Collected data
PR #915, opened 2019-03-22
(FM-7869) Move PuppetServer file_cache to Task

da-ar:
Still WIP, posting for early feedback. Will require further testing.

Changes to the API below require that the `name` identifier is provided

```
{
  "target": {
   "remote-transport": "panos",
   "name": "daves_panos",
   "host": "qod65wqq7p4hxpz.delivery.puppetlabs.net",
   "user": "admin",
   "password": "admin",
   "ssl": false
  },
  "task":
    {
    "metadata": {
        "description": "Retrieve a PAN-OS apikey",
        "files": [
            "panos/lib/puppet/util/task_helper.rb",
            "panos/lib/puppet/transport/panos.rb",
            "panos/lib/puppet/transport/schema/panos.rb"
        ],
        "parameters": {},
        "puppet_task_version": 1,
        "remote": true,
        "supports_noop": false
    },
    "name": "panos::apikey",
    "files": [
        {
            "filename": "apikey.rb",
            "sha256": "cbe78202efafd23bbd7ca60a14efcc72e400c71e16b3eda0856c3cbfde7a8601",
            "size_bytes": 524,
            "uri": {
                "path": "/puppet/v3/file_content/tasks/panos/apikey.rb",
                "params": {
                    "environment": "production"
                }
            }
        },
        {
            "filename": "panos/lib/puppet/util/task_helper.rb",
            "sha256": "c6f3c3d50918212e0372afcbf77cdf2d28c873b3b365edbfce1407e1aaa379b9",
            "size_bytes": 914,
            "uri": {
                "path": "/puppet/v3/file_content/plugins/puppet/util/task_helper.rb",
                "params": {
                    "environment": "production"
                }
            }
        },
        {
            "filename": "panos/lib/puppet/transport/panos.rb",
            "sha256": "ff865c99b9996e7beea42f3dd9fe2b261db8ce78359a02f5683e237a7c0478e9",
            "size_bytes": 15002,
            "uri": {
                "path": "/puppet/v3/file_content/plugins/puppet/transport/panos.rb",
                "params": {
                    "environment": "production"
                }
            }
        },
        {
            "filename": "panos/lib/puppet/transport/schema/panos.rb",
            "sha256": "d8f8479cc9e89b57c79bb4e6c1fd6bf89163204ca6c62dbd58f8b45359755eb3",
            "size_bytes": 3112,
            "uri": {
                "path": "/puppet/v3/file_content/plugins/puppet/transport/schema/panos.rb",
                "params": {
                    "environment": "production"
                }
            }
        }
    ]
},
  "parameters": {}
}
```


lib/bolt/transport/remote.rb
```diff
@@ -45,9 +45,9 @@ def get_proxy(target)
       def run_task(target, task, arguments, options = {})
         proxy_target = get_proxy(target)
         transport = @executor.transport(proxy_target.protocol)
-        arguments = arguments.merge('_target' => target.to_h.reject { |_, v| v.nil? })
+        arguments = arguments.merge('_target' => target.options)
 
-        remote_task = Bolt::Task::Remote.new(task.to_h)
+        remote_task = Bolt::Task::Remote.new(task.to_h.each_with_object({}){|(k,v), h| h[k.to_s] = v}, task.file_cache)
```
adreyer: This should probably be a class method on `Bolt::Task::Remote.from_task(task)`

lib/bolt/transport/remote.rb
```diff
@@ -45,9 +45,9 @@ def get_proxy(target)
       def run_task(target, task, arguments, options = {})
         proxy_target = get_proxy(target)
         transport = @executor.transport(proxy_target.protocol)
-        arguments = arguments.merge('_target' => target.to_h.reject { |_, v| v.nil? })
+        arguments = arguments.merge('_target' => target.options)
```
adreyer: I'm pretty sure this will prevent port etc from getting extracted from uris.

DavidS: Yeah, we're in a bind here. `target.to_h` (https://github.com/puppetlabs/bolt/blob/b4dcbcb2bfd21bc7b6a7374305a26b475d370e0e/lib/bolt/target.rb#L92-L102) overwrites `host` from the contents of `name`. This is especially awkward since we just recommended folks to use `host` as key in the transport schema (and released panos 1.0 with that) while https://github.com/puppetlabs/bolt/blob/b4dcbcb2bfd21bc7b6a7374305a26b475d370e0e/lib/bolt_server/transport_app.rb#L103 is a thing, and we can't just `s/hostname/host` to make that work for transports, that might not even have a `host` attribute

Another approach would be to say
```
target = [Bolt::Target.new(body['target']['host'] || body['target']['name'], opts)]
```
and ask the orchestrator to pass down the nodename/certname as `name`.

I wouldn't bother you with this if I weren't aware that all those options are unsatisfactory.

adreyer: This is just the way bolt works for now. You have to include the `host` in the name and there is no way to set it separately. We expect to fix this with version 2 of inventory but you'll need to fix it in ACE directly for now.

Are there modules that will accept but not require a `host` key in connection info. If thats not the case the second option seems like it will work.

adreyer: I expect we'll have inventory v2 functionality available as an opt-in within the next month so perhaps do something temporary now and fix it before ACE goes live.

DavidS: Cisco IOS uses `address` instead of host (but we can change that when porting to Transports), F5 will only provide and expect a single URI.

Longer term, cloud modules definitely have no host at all.

We'll continue exploring workarounds at the ACE API level then.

Goal of the exercise -
What the answer needs is every line from the data above with "there" in it.

Answer section -
adreyer: This is just the way bolt works for now. You have to include the `host` in the name and there is no way to set it separately. We expect to fix this with version 2 of inventory but you'll need to fix it in ACE directly for now.
Are there modules that will accept but not require a `host` key in connection info. If thats not the case the second option seems like it will work.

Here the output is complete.